[[ EXERCISE INPUT open ]]

Issue #798, opened 2021-10-22
[Bug]: opensearch bundle-build failed on jenkins


zelinh:
### Describe the bug

`+ /var/jenkins/workspace/bundle-build/publish/publish-snapshot.sh /var/jenkins/workspace/bundle-build/artifacts//maven`
`Invalid directory /var/jenkins/workspace/bundle-build/artifacts//maven does not exist`

Directory path seems to be wrong. 

### To reproduce

Run `bundle-build` job on jenkins

### Expected behavior

Should build successfully.

PR #802, opened 2021-10-25
Fix the bundle build with new path 

zelinh:
### Description
Path was updated from `artifacts` to `builds` and `bundles` to `dist`. 
This PR is updating some path leftover. 
 
### Issues Resolved
part of #798 
 
### Check List

### DIFF
--- a/deployment/lib/identities.ts
+++ b/deployment/lib/identities.ts
@@ -40,10 +40,10 @@ export class Identities {
     props.buildBucket.grantPut(buildRole, 'builds/*');
     props.buildBucket.grantRead(bundleRole, 'builds/*');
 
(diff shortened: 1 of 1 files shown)


gaiksaya:
> > > Does this also resolve the two `//` in `/var/jenkins/workspace/bundle-build/artifacts//maven` ?
> > 
> > 
> > No, I will look into it although I think it has no effect.
> 
> I think the value of $ARTIFACT_PATH was null hence we got the error for [line](https://github.com/opensearch-project/opensearch-build/blob/main/jenkins/opensearch/Jenkinsfile#L75)

Checked the previous run. It has no affect. The value is not set even for successful build. Might need to debug and clean up. Approving now to unblock.

gaiksaya (approved):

[[ EXERCISE INPUT closed ]]

**WORK INSTRUCTION**
Track down every line in the entries that includes the string "value", and copy it.

**RESULT**
> I think the value of $ARTIFACT_PATH was null hence we got the error for [line](https://github.com/opensearch-project/opensearch-build/blob/main/jenkins/opensearch/Jenkinsfile#L75)
Checked the previous run. It has no affect. The value is not set even for successful build. Might need to debug and clean up. Approving now to unblock.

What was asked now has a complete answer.